MiniWinSimple_Common: This contains the application example source files described later in this document.
MiniWinFixedWindows_Common: As above but for the fixed windows example project.
MiniWinRoot_Common: As above but for the root window example project.
MiniWinFile_Common: As above but for the file example project.
MiniWinTTFonts_Common: As above but for the TrueType font rendering example project.
MiniWinFreeRTOS: As above but for the FreeRTOS integration example project.
MiniWinCamera: As above but for the video camera integration example project.

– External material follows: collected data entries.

Issue #456, opened 2022-06-19
[Feature Request]: Remove vimscript wrapper for click support


nullchilly:
### What?

```
function Click(num, clicks, button, flags)
	print(num, clicks, button, flags)
end

vim.o.tabline = "%1@v:lua.Click@ Click"
```
This works

### Why?

No more https://github.com/akinsho/bufferline.nvim/blob/main/autoload/nvim_bufferline.vim

akinsho:
@nullchilly have you tried the example in the snippet that you shared? Because I did a while ago, and it doesn't work. So neovim upstream have fixed it. It is still required to use a vim script wrapper

nullchilly:
Yes it didn't work for 0.5

akinsho:
Can you raise a PR? and I'll test it, if it works then I'll happily merge it 👍🏾

nullchilly:
It will be merged to main when neovim 0.8 released

akinsho:
Ah, thanks for the heads-up @nullchilly didn't realize it was 0.8 only, well it's in the dev branch for now

nullchilly:
Fortunately I didn't break dozen people's workflow D:

akinsho:
Gonna close this out since the work is technically done though 👍🏿

PR #457, opened 2022-06-19
refactor(handle_click): remove vim script wrapper

nullchilly:
For some reason I failed to make them work with `v:lua.require'bufferline'.` Other than that, works for me :) 
Oops all checks have failed lol. Do I need to rewrite the tests too

Fixes: https://github.com/akinsho/bufferline.nvim/issues/456


lua/bufferline/ui.lua
```diff
@@ -145,7 +145,7 @@ function M.make_clickable(func_name, id, component)
   -- v:lua does not support function references in vimscript so
   -- the only way to implement this is using autoload vimscript functions
   component.attr = component.attr or {}
-  component.attr.prefix = "%" .. id .. "@nvim_bufferline#" .. func_name .. "@"
+  component.attr.prefix = "%" .. id .. "@v:lua.nvim_bufferline_" .. func_name .. "@"
```
akinsho, line 148: There are probably more places than just here probably where this needs to also be changed, please have a look to make sure you got them all

lua/bufferline/commands.lua
```diff
@@ -109,7 +109,7 @@ local cmds = {
 ---Handler for each type of mouse click
 ---@param id number
 ---@param button string
-function M.handle_click(id, button)
+function _G.nvim_bufferline_handle_click(id, _, button)
```
akinsho, line 112: This name is probably quite likely to cause a namespace clash. I suggest something much more secure if we are going to pollute the global namespace e.g. create a global table and then put a handle click function inside it e.g.

```lua
_G.___bufferline_private = _G.__bufferline_private or {} -- to guard against reloads
_G.___bufferline_private.handle_click = ...

```

akinsho (changes requested):
@nullchilly thanks for the PR left some comments about improving the naming to make the global variables less easy to accidentally override or discover. 

Also, you will need to update the tests probably you just need to change the names in the tests also

lua/bufferline/ui.lua
nullchilly: I searched them through telescope through the keyword `nvim_bufferline#` as that's the only way to call the vimscript I think?

lua/bufferline/commands.lua
nullchilly: Where do I put these global variables, at the top?

akinsho: @nullchilly you can put it near the top bufferline.lua file after the imports and maybe add a comment about why it's there

lua/bufferline.lua
```diff
@@ -22,6 +22,10 @@ local constants = lazy.require("bufferline.constants")
 --- @module "bufferline.highlights"
 local highlights = lazy.require("bufferline.highlights")
 
+-- @v:lua@ in tabline only support global function so this is
+-- the only way without autoload vimscript functions
```
akinsho, line 26:
```suggestion
-- @v:lua@ in the tabline only supports global functions, so this is
-- the only way to add click handlers without autoloaded vimscript functions
```

lua/bufferline.lua
```diff
@@ -22,6 +22,10 @@ local constants = lazy.require("bufferline.constants")
...
+_G.___bufferline_private = _G.__bufferline_private or {} -- to guard against reloads
```
akinsho, line 27:
```suggestion
_G.___bufferline_private = _G.___bufferline_private or {} -- to guard against reloads
```

akinsho (approved):
LGTM 👍🏿 thanks 🚀

nullchilly:
Since this is unmerged is it possible to reopen the pupl request?

akinsho:
@nullchilly I added the merge commit to the version 3 branch which i will merge when 0,8 is stable

PR #458, opened 2022-06-20
v3.0.0

akinsho:
DNM till nvim 0.8 is stable


nullchilly:
https://github.com/nvim-lualine/lualine.nvim/commit/0ac721d37637ab1903b66822fd1a1ee9d08013f0#diff-8343eceafa3f37676f18bc9653f752cffd9d1699427c28369a1fa0b747f2dd88R253

It seems like we don't need to use global lua function anymore

PR #459, opened 2022-06-20
feat: add option/ability to omit diagnostics entirely

vanarok:
2022-06-20T18:05:36,535511116+04:00
With the new diagnostics_pure=true option two things happen: 
1. The diagnostics count is hidden 
2. The spacing  after diagnostics is hidden.

### DIFF
--- a/lua/bufferline/diagnostics.lua
+++ b/lua/bufferline/diagnostics.lua
@@ -178,6 +178,11 @@ function M.component(context)
   local diag_highlight = highlights[diagnostics.level .. "_diagnostic"]
     or highlights.diagnostic
     or ""
+
+  if config.options.diagnostics_pure then
+    indicator = ""
+  end
+
   return {
     text = indicator,
     highlight = diag_highlight,
--- a/lua/bufferline/ui.lua
+++ b/lua/bufferline/ui.lua
@@ -537,7 +537,7 @@ function M.element(state, element)
     set_id(name, components.id.name),
     spacing({ when = name, highlight = curr_hl.buffer.hl }),
     set_id(diagnostic, components.id.diagnostics),
-    spacing({ when = diagnostic }),
+    spacing({ when = diagnostic and not config.options.diagnostics_pure }),
     right_space,
     suffix,
     spacing({ when = suffix }),


lua/bufferline/ui.lua
```diff
@@ -460,8 +460,8 @@ end
 ---@param opts SpacingOpts?
 ---@return Segment
 local function spacing(opts)
-  opts = opts or { when = true }
-  if not opts.when then
+  opts = opts or { when = true } and { pure = true }
```
akinsho, line 463: This is an implementation detail of diagnostics that should not appear here at all, I would remove all of this

lua/bufferline/diagnostics.lua
```diff
@@ -178,6 +178,11 @@ function M.component(context)
   local diag_highlight = highlights[diagnostics.level .. "_diagnostic"]
     or highlights.diagnostic
     or ""
+
+  if config.options.diagnostics_pure then
```
akinsho, line 182: I don't believe a new option is necessary @vanarok rather than doing this, I recommend changing this

https://github.com/akinsho/bufferline.nvim/blob/main/lua/bufferline/diagnostics.lua#L166-L170

To

```lua
  local indicator = ""
  if user_indicator and type(user_indicator) == "function" then
    local ctx = { buffer = element, tab = element }
    indicator = user_indicator(diagnostics.count, diagnostics.level, diagnostics.errors, ctx)
  elseif user_indicator == nil then -- If nothing is specified at all use the default
    indicator = " (" .. diagnostics.count .. ")"
  end
```

lua/bufferline/ui.lua
```diff
@@ -537,7 +537,7 @@ function M.element(state, element)
     set_id(name, components.id.name),
     spacing({ when = name, highlight = curr_hl.buffer.hl }),
     set_id(diagnostic, components.id.diagnostics),
-    spacing({ when = diagnostic }),
+    spacing({ when = diagnostic, pure = config.options.diagnostics_pure }),
```
akinsho, line 540: This can just be changed to 
```suggestion
    spacing({ when = diagnostic and diagnostic ~= "" }),
```

akinsho (changes requested):
@vanarok thanks for taking this on, I've recommended some changes because I think this can all be achieved without adding yet another config option. A user should simply specify `false` and there will be no diagnostics shown unless they pass in a function or nothing i.e. `nil`

akinsho:
@vanarok please explain what filtering you are referring to? I don't really understand what you are filtering or how that relates to this PR

For context, I definitely do not want any new config option if possible there are already like 80 which is way too many. I also definitely do not want the implementation details of such a thing getting into the ui rendering layer in that way, so we need a solution that doesn't involve that (that is a blocker)

akinsho:
Ah, it seems maybe you mean that you are using the indicator to control what diagnostics appear in the bufferline, this is not how that was intended to be used to be honest. One solution is to allow the user indicator to return multiple values and use one to indicate emptiness, but tbh I don't really like the implicit usage of a function for creating and indicator as a filter function

vanarok:
> Ah, it seems maybe you mean that you are using the indicator to control what diagnostics appear in the bufferline, this is not how that was intended to be used to be honest. One solution is to allow the user indicator to return multiple values and use one to indicate emptiness, but tbh I don't really like the implicit usage of a function for creating and indicator as a filter function

`
                        diagnostics_pure = true,
                        diagnostics_indicator = function(count, level)
                            if level == 'error' then
                                return 'any text will be hidden with diagnostics_pure=true'
                            end
                        end,
`
That's what i mean.

akinsho:
@vanarok in the example above, it is unclear to me why a person would want to have no indicator but be returning text inside the diagnostic indicator but want it hidden?

akinsho:
Also, this is tangential since an option is a last resort to avoid anyway but the term `pure` is very vague, subject and not at all in keeping with the rest of the option naming. I would call it something much clearer and simpler like, `hide_diagnostic_indicator`

akinsho:
@vanarok I don't mind changing those if it allows us to avoid another option, but why return `true` from the indicator at all? Why use it at all instead of just setting `diagnostic_indicator = false`

vanarok:
And besides, the highlighting of the file name is also part of the diagnostic indicator. My original suggestion was to disable the count and diagnostic icons, the highlighting should not be disabled.

akinsho:
Ok I think we are going about this incorrectly because there's a sense of coupling the diagnostic indicator to stuff that isn't related to it. It is just a function to return a string of diagnostics, it isn't a mechanism for filtering. It also shouldn't affect the diagnostic highlights.

If it affects the diagnostic highlights e.g. removing the function removes the highlight, then that is a bug/problem to refactor. A user should be able to set false to the indicator and still get highlights for diagnostics for the buffer, since they should be unrelated.

The config example above I think shouldn't be a given because it represents a confusing set of options, e.g. a user is setting the value of a function called an indicator but setting another value to disable it. This is confusing and to be avoided, IMO.

I think a good starting place is to turn off the indicator, i.e. `false` and then see what the bugs or problems are with that approach. If the highlights aren't showing then that should be fixed since they shouldn't be connected.

If there are other issues feel free to raise them here if you don't know how to solve them but the ideal PR for this to my mind is the ability to explicitly disable the indicator and have your desired minimal aesthetic.

akinsho:
I've implemented what I mentioned here in #460, so I think this can be closed. You can now just set the indicator to false to achieve this, so there will be highlighting but no indicator

PR #465, opened 2022-07-03
fix(tabpages): use tabpagenr for closing tabpages

GabMus:
Hey, you might remember me working on tabpage filtering a while ago.

Since then I've discovered a bug where basically bufferline tried to close tabpages using the tabpage handle instead of the tabpagenr.

I finally got the time to find the code responsible for this and fix it! As you can see it was fortunately a very simple fix.


akinsho (approved):
LGTM @GabMus thanks for contributing (again ❤️ )

PR #483, opened 2022-07-21
docs(bufferline.txt): add missing hint highlights

tobealive:
Had an occasional highlight that didn't played along and couldn't figure out whats wrong as it was missing in the help docs. 

Let us make the `hint`-group as easy accessible as the other ones 😊


akinsho (approved):
Awesome, thanks for adding this 👍🏿

Issue #430, opened 2022-05-22
[Enhancement]: Add deduplication in tab mode


wassimk:
### What happened?

Unique buffer names are not working for me when using `mode` `tabs`.  

If I set the `mode` to `buffers`, it works great.

### What did you expect to happen?

Same configuration with `mode` = `buffers`. This works as expected.

![image](https://user-images.githubusercontent.com/2261839/169719506-bb6add0f-5974-4f05-80cf-a49d98bd7f56.png)

Unexpected result with `mode` = `tabs`. These are the same files but don't get deduplicated.

![image](https://user-images.githubusercontent.com/2261839/169719518-5e0f7e9a-dc58-4a58-a62c-8f78d601aceb.png)

### Additional Information

``` lua
require('bufferline').setup {
  options = {
    mode = 'tabs',
    show_buffer_close_icons = true,
    show_close_icon = false,
    always_show_bufferline = false,
    separator_style = 'slant',
    enforce_regular_tabs = false,
    offsets = {
      {
        filetype = 'NvimTree',
        text = nil,
      }
    }
  }
}
```

I saw issue #71 describing the same issue I have, but I have `enforce_regular_tabs` set to `false`.

akinsho:
Hi @wassimk this is actually not a bug, excerpt from the README

> 
> This will change the bufferline to a tabline it has a lot of the same features/styling but not all. A few things to note are
> 
>     * Diagnostics only show if the buffer with issues is the current window selected in that tab page
>     * Sorting doesn't work yet as that needs to be thought through.
>     * Grouping doesn't work yet as that also needs to be thought through.

So I primarily develop features with buffers in mind which is why I created this plugin but after a few recurrent issues asking for tabs I finally implemented this but explained at the time that it wasn't a 1:1 implementation and that some features need to be thought through for tabs and implemented for tabs, so I only implemented the simplest ones and I depend on tab users to add the remaining functionality having thought through how they would work best for tabs. e.g. #398 where a tab user recently implemented the custom filter for tabs.

I do not personally intend to do this work because I don't use tabs like this and depend on contributions for these. This shouldn't be too complex i.e. a matter of re-using the existing deduplication logic on the active tab but might need some tweaking

wassimk:
Thank you for your time in this response, @akinsho. I read similar in this repo and tried hard to read through the docs and old issues to assure myself I was genuinely asking about unexpected behavior. I read this same part of the readme and didn't process that it would include deduplication. 

[...]

PR #485, opened 2022-07-24
feat(tabpages): support unique tab names

wassimk:
This implements unique names for tabpages.

I looked around for documentation to update, but I don't see anything to change. The feature will just work now for tabs like it does and is described for buffers.

**Here is a screenshot of some unique tabs:**

image

- _hammerspoon/init.lua_
- _config/nvim/init.lua_
- _config/nvim/lua/wassim/cmp/init.lua_

**For clarity, here is my current config:**

``` lua
require('bufferline').setup({
  options = {
    mode = 'tabs',
    show_close_icon = false,
    always_show_bufferline = false,
    separator_style = 'slant',
    enforce_regular_tabs = false,
    offsets = {
      {
        filetype = 'NvimTree',
        text = nil,
      },
    },
  },
})
```

Closes https://github.com/akinsho/bufferline.nvim/issues/430.

### DIFF
--- a/lua/bufferline/tabpages.lua
+++ b/lua/bufferline/tabpages.lua
@@ -8,7 +8,7 @@ local config = lazy.require("bufferline.config")
 ---@module "bufferline.constants"
 local constants = lazy.require("bufferline.constants")
 --- @module "bufferline.duplicates"
-local duplicates = require("bufferline.duplicates")
+local duplicates = lazy.require("bufferline.duplicates")
 ---@module "bufferline.diagnostics"
 local diagnostics = lazy.require("bufferline.diagnostics")
 ---@module "bufferline.utils"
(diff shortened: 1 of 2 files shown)


lua/bufferline/tabpages.lua
```diff
@@ -7,6 +7,8 @@ local pick = lazy.require("bufferline.pick")
 local config = lazy.require("bufferline.config")
 ---@module "bufferline.constants"
 local constants = lazy.require("bufferline.constants")
+--- @module "bufferline.duplicates"
+local duplicates = require("bufferline.duplicates")
```
akinsho, line 11:
```suggestion
local duplicates = lazy.require("bufferline.duplicates")
```

`lazy.require` lazy loads lua modules to defer the cost of requiring so many modules till the first time that they are accessed, e.g. `module.field` rather than when this file is first read. That's the reason why I annotate them as `---@module` this allows sumneko to know what the underlying lazy loaded module is

akinsho (approved):
LGTM 🚀 just made one comment to tweak otherwise this is G2G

Tools: This contains the utility applications that are part of MiniWin that are built for Linux or Windows using GCC. This folder contains the following sub-folders:
BMPConv24Colour: This is a command line utility for converting a Windows 24 bit per pixel .bmp file to a 3 bytes per per pixel C99 source file. It uses EasyBMP.
BMPConvMono: This is a command line utility for converting a Windows 2 bit per pixel .bmp file to an 8 pixels per byte C99 source file. It uses EasyBMP.
CodeGen: This contains the MiniWin code generator utility. It is described later in this document.
FontEncoder: This is a command line utility for converting a TrueType font file to a run-length encoded C99 source file. It comes as part of the mcufonts library.
EasyBMP: This is source code for a third party Windows .bmp file handling library. It is used by the utility applications, not MiniWin.